Why Is My Teenager Acting This Way?
Recently I was with my teenage daughter, Olivia, at her high school for Parent-Teacher Interviews. As we were walking down the hall, we overheard a mom speaking angrily into her cell phone. She was telling the person on the line all the items they still needed to hand in and how there should be "no excuses!"
After trying hard not to eavesdrop, Olivia and I looked at each other with a sigh of sympathy. We both agreed, poor kid. How was humiliating a kid going to help them get his or her work completed in a more timely manner? I was also feeling empathy for the mother who was clearly feeling angry. It is very frustrating when our children aren't doing what we believe they should be doing. I must admit, when those moments arise in my home, I have had my share of starting into the "mini-lecture" that rarely results in what I want and always creates distance between myself and my child. So what is the solution?

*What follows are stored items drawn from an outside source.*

PR #493, opened 2024-08-07
[1.0-beta4] Add max-reversible-blocks option

### LINKED ISSUE #447: Terminate nodeos when reversible blocks exceeds irreversible blocks by excessive amount

heifner:
New `chain_plugin` option `max-reversible-blocks`. Specifies the maximum number of reversible blocks beyond current LIB to allow before the node is gracefully shutdown. The graceful shutdown is provided as a way to prevent out of memory kill by OS. Once consensus is working again the node can be started with a larger `max-reversible-blocks` value to continue.

```
  --max-reversible-blocks arg (=3600)   Approximate maximum allowed reversible
                                        blocks before shutdown. Will shut down
                                        if limit reached. Specify 0 to disable.
```

Resolves #447


linh2931 (approved):

greg7mdp:
I think it might be a good idea to allow the user to disable the check with  `--max-reversible-blocks 0`.

greg7mdp:
The name is a bit misleading. It is not really `max_reversible_blocks`, but `longuest_reversible_branch_allowed`.

heifner:
> The name is a bit misleading. It is not really `max_reversible_blocks`, but `longuest_reversible_branch_allowed`.

It is not that either. It is `max-reversible-blocks-allowed-on-best-branch` or `max-reversible-blocks` for short.

libraries/chain/controller.cpp
```diff
@@ -5503,8 +5515,8 @@ bool controller::should_terminate() const {
    return my->should_terminate();
 }
 
-bool controller::should_terminate(block_num_type head_block_num) const {
-   return my->should_terminate(head_block_num);
+bool controller::should_terminate(block_num_type head_block_num, block_num_type lib) const {
```
greg7mdp, line 5518: why expose this API in the controller interface.

libraries/chain/controller.cpp
```diff
@@ -4707,17 +4709,27 @@ struct controller_impl {
       return conf.block_validation_mode == validation_mode::LIGHT || conf.trusted_producers.count(producer);
    }
 
-   bool should_terminate(block_num_type head_block_num) const {
+   bool should_terminate(block_num_type head_block_num, block_num_type lib) const {
```
greg7mdp, line 4712: parameter name `head_block_num` is misleading. It is not necessarily the head since it is called in `create_block_state_i`.

I think it would be nicer for this to be a `template<class BS>` function, taking either a `block_state` or `block_state_legacy` as parameter.

greg7mdp:
> > The name is a bit misleading. It is not really `max_reversible_blocks`, but `longuest_reversible_branch_allowed`.
> 
> It is not that either. It is `max-reversible-blocks-allowed-on-best-branch` or `max-reversible-blocks` for short.

Not quite, it is used in `create_block_state_i` on a block pushed on a branch which may not be the best branch, right?

heifner:
> Not quite, it is used in `create_block_state_i` on a block pushed on a branch which may not be the best branch, right?

Correct, in that case it could be any branch.

libraries/chain/controller.cpp
heifner: Removed

greg7mdp:
> > Not quite, it is used in `create_block_state_i` on a block pushed on a branch which may not be the best branch, right?
> 
> Correct, in that case it could be any branch.

So really we cannot create any branch longer than `max_reversible_blocks`, right?

libraries/chain/controller.cpp
heifner: Renamed to `reversible_block_num`.

heifner:
> So really we cannot create any branch longer than `max_reversible_blocks`, right? If so, it really is `longuest_reversible_branch_allowed`.
> 
> I feel that `max_reversible_blocks` implies the total number of blocks in `fork_db`, which this definitely isn't.

The description is `Approximate maximum allowed reversible blocks`. I didn't want to tie down the implementation in case we have reason to change it. Would like to allow this config option to work even if we change to `forkdb.size()` or `fork_db.root()->block_num() + {head or reversible_block_num}`

greg7mdp:
>  I didn't want to tie down the implementation in case we have reason to change it...

Sounds good, thanks!

heifner:
> > I didn't want to tie down the implementation in case we have reason to change it...

Discussed with team and decided to tie the implementation to `forkdb.size()`.

plugins/chain_plugin/chain_plugin.cpp
```diff
@@ -360,7 +360,7 @@ void chain_plugin::set_program_options(options_description& cli, options_descrip
 #endif
          ("enable-account-queries", bpo::value<bool>()->default_value(false), "enable queries to find accounts by various metadata.")
          ("max-reversible-blocks", bpo::value<uint32_t>()->default_value(config::default_max_reversible_blocks),
-          "Approximate maximum allowed reversible blocks before shutdown. Will shut down if limit reached.")
+          "Approximate maximum allowed reversible blocks before shutdown. Will shut down if limit reached. Specify 0 to disable.")
```
linh2931, line 363: I don't see where you set it to an internal big number to disable if the user configures it to 0.

heifner: https://github.com/AntelopeIO/spring/pull/493/files#diff-42e9f97eed543dd784b1b77a536c50ff8e2403d5bbd3b1fb7f5dd90201391061R4717

linh2931 (approved):

plugins/chain_plugin/chain_plugin.cpp
heifner: Now that I'm not adding the value the `reversible_block_num`, might be nicer to just set it to `std::numeric_limits<uint32_t>::max()` if `0`.

heifner: Ah, but the `if > 0` does avoid the mutex if that has any worth. I guess I'll leave it as is.

greg7mdp (approved):

ericpassmore:
Note:start
group: PROTOCOL
category: HTTP
summary: Adds new chain_plugin option max-reversible-blocks. Specifies the maximum number of reversible blocks beyond current LIB to allow before the node is gracefully shutdown.
Note:end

How do we get our teens to want to excel
Olivia and I then went in to meet another one of her teachers. I had already met this teacher before as she taught my older son the previous year. Right away, the teacher (let's call her Ms. C) shared, "I remember you telling me last year that you don't worry about report card grade marks, you just teach and support your kids to develop their learning skills. You said if the learning skills on the report card are strong then the rest often takes care of itself".
Wow, my daughter and I exchanged a chuckle. Olivia was nodding her head agreeing, yes that is what Mom often says! Then Ms. C said she tries to encourage her students to be more independent at handing in their work and often tells her students what this mom said to her one time about the importance of learning skills.

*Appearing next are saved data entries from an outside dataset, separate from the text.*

PR #507, opened 2024-08-08
treat rewriting identical genesis block as no-op in state history log

### LINKED ISSUE #413: SHiP write error when using --replay-blockchain
Had a node crash and didnt have snapshots available, so I wanted to just kick off a --replay-blockchain and let it rebuild the state, but when I launched it, I received an ambiguous ship write error that didnt indicate really what the issue was:

```error 2024-07-26T11:46:02.499 nodeos    main.cpp:217                  main                 ] 3140002 state_history_write_exception: State history write error
State history encountered an Error which it cannot recover from.  Please resolve the error and relaunch the process
    {}
    nodeos  state_history_plugin.cpp:149 on_accepted_block

    {}
    nodeos  controller.cpp:3662 apply_block
rethrow
    {}
    nodeos  controller.cpp:4111 replay_push_block

    {}
    nodeos  chain_plugin.cpp:1152 plugin_startup
   ``` 
    
I understand this is to prevent accidentally wiping a full SHiP log by accidentally replaying, but the error should be more apparent that you need to manually remove the existing SHiP logs in order to complete the replay from genesis.

### PR DESCRIPTION
**Pull request by spoonincode**
Prior to leap 3.2, when writing a state history log entry with a block number less than the log's head block number, the log would be truncated to the new lower block number (truncated as in the file's contents are removed entirely).

This behavior allowed an accidental erasure of the entire state history log (see AntelopeIO/leap#659), so in leap 3.2 (AntelopeIO/leap#737) the behavior was modified: writing the genesis block in to a non empty state history log was immediately assert failure, and writing any other blocks in to the log would only truncate the log if the blockid is different; otherwise the logs were left unaltered.

But that change has a side effect that makes it impossible to replay a chain from genesis while keeping the state history logs intact (see #413). So instead, modify behavior such that writing any existing block -- even the genesis block -- with the same blockid is treated as a "no-op" (logs left unaltered), and disallowing rewriting the genesis block with a different blockid.

Resolves #413

### DIFF
--- a/tests/ship_log.cpp
+++ b/tests/ship_log.cpp
@@ -265,12 +265,6 @@ BOOST_DATA_TEST_CASE(basic_prune_test, bdata::xrange(2) * bdata::xrange(2) * bda
       return e.to_detail_string().find("missed a fork change") != std::string::npos;
    });
 
-   //start from genesis not allowed
-   BOOST_REQUIRE_EXCEPTION(t.add(2, payload_size, 'A', 'A');, eosio::chain::plugin_exception, [](const eosio::chain::plugin_exception& e) {
-      std::string err = e.to_detail_string();
-      return err.find("existing ship log") != std::string::npos && err.find("when starting from genesis block") != std::string::npos;
-   });
-
 } FC_LOG_AND_RETHROW() }
 
 BOOST_DATA_TEST_CASE(basic_test, bdata::xrange(2) * bdata::xrange(2) * bdata::xrange(2), enable_read, reopen_on_mark, remove_index_on_reopen)  { try {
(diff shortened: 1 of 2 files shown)

### CODE REVIEW

File: tests/ship_log.cpp [hunk 1]
```diff
@@ -265,12 +265,6 @@ BOOST_DATA_TEST_CASE(basic_prune_test, bdata::xrange(2) * bdata::xrange(2) * bda
       return e.to_detail_string().find("missed a fork change") != std::string::npos;
    });
 
-   //start from genesis not allowed
-   BOOST_REQUIRE_EXCEPTION(t.add(2, payload_size, 'A', 'A');, eosio::chain::plugin_exception, [](const eosio::chain::plugin_exception& e) {
-      std::string err = e.to_detail_string();
-      return err.find("existing ship log") != std::string::npos && err.find("when starting from genesis block") != std::string::npos;
-   });
-
```
spoonincode, line 273: I think it's okay to remove this particular check: the test case is actually for pruned logs and pruned logs for this test case won't have the genesis block anyways. The test worked previously because the `blocknum==2` check was so early in the logic.

The test case further down exercises the genesis block behavior.

ericpassmore:
Note:start
group: STABILITY
category: INTERNALS
summary: Allow replaying a chain from genesis while keeping the state history logs intact.
Note:end

heifner (approved):

greg7mdp (approved):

Olivia and I both smiled at each other and shared with Ms. C how we just overheard a mother struggling and yelling into her cell phone about work not being handed in.
The teacher looked at me with a question on her face, like she was asking "So what do you do?" I took it as my cue to offer her more of my thoughts on this topic.
Treat Your Teenager With Respect
I shared with Ms. C that I find children are the same as adults in many ways. We all have needs. It doesn't matter if you are 5, 15, or 85. No matter what our age, we all have the same basic needs. One of those is the need for respect. It amazes me how many times I hear parents speaking rudely to their child and then complaining that their children are giving them “too much attitude.” Even more paradoxical is when I hear an adult demanding to be spoken to politely while speaking in a loud humiliating way to their child, threatening them with being grounded or privileges taken away if they don't stop and "smarten up."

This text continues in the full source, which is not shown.